• YOUR ASSIGNMENT
Only the lines holding "latest" are wanted. Copy every one from the records below.

• Stored data

PR #1233, opened 2025-11-08
Fix missing include guards for dtoa header

andrjohns:
The new `dtoa.h` header is missing include guards, which breaks unity/jumbo builds


bnoordhuis (approved):
Thanks!

PR #1244, opened 2025-11-20
Fix JS number rounding on x87

### LINKED ISSUE #1236: i686 test262 failures
gcc 14.2.0
```
$ ./build/x86/run-test262 -c test262.conf
test262/test/built-ins/Date/UTC/fp-evaluation-order.js:19: unexpected error: Test262Error: order of operations / precision in MakeTime Expected SameValue(«29256», «29312») to be true
test262/test/language/types/number/S8.5_A2.1.js:16: unexpected error: Test262Error: #1: var x = 9007199254740994.0; var y = 1.0 - 1/65536.0; var z = x + y; var d = z - x; d === 0. Actual: 2
test262/test/language/types/number/S8.5_A2.2.js:16: unexpected error: Test262Error: #1: var x = 9007199254740994.0; var y = 1.0 - 1/65536.0; var z = x + y; var d = z - x; d !== 2
Result: 57/41861 errors, 3285 excluded, 5569 skipped, 3 new
```
All three seem to be related to floating-point rounding. Tested with `-fno-fast-math` and `volatile`-ing all the things - no change.

bnoordhuis:
Disable 80-bits extended precision, use standard 64-bits precision. The extra precision affects rounding and is user-observable, meaning it causes test262 tests to fail.

The rounding mode is a per-CPU (or, more accurately, per-FPU) property, and since quickjs is often used as a library, take care to tweak the FPU control word before sensitive operations, and restore it afterwards.

Only affects x87. SSE is IEEE-754 conforming.

Fixes: https://github.com/quickjs-ng/quickjs/issues/1236

(new CI job can fail, may need to link explicitly to libm)

### DIFF
--- a/.github/workflows/ci.yml
+++ b/.github/workflows/ci.yml
@@ -58,7 +58,7 @@ jobs:
           - { os: ubuntu-latest, configType: asan+ubsan, runTest262: true }
           - { os: ubuntu-latest, configType: msan }
           - { os: ubuntu-latest, configType: tcc }
-          - { os: ubuntu-latest, arch: x86 }
+          - { os: ubuntu-latest, arch: x86, runTest262: true }
           - { os: ubuntu-latest, arch: riscv64 }
           - { os: ubuntu-latest, arch: s390x }
 
@@ -97,7 +97,7 @@ jobs:
         uses: jirutka/setup-alpine@v1
         with:
           arch: ${{ matrix.config.arch }}
-          packages: "build-base make cmake"
+          packages: "build-base make cmake git"
 
       - name: uname
         run: uname -a
--- a/cutils.h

• EXERCISE RESPONSE
           - { os: ubuntu-latest, configType: asan+ubsan, runTest262: true }
           - { os: ubuntu-latest, configType: msan }
           - { os: ubuntu-latest, configType: tcc }
-          - { os: ubuntu-latest, arch: x86 }
+          - { os: ubuntu-latest, arch: x86, runTest262: true }
           - { os: ubuntu-latest, arch: riscv64 }
           - { os: ubuntu-latest, arch: s390x }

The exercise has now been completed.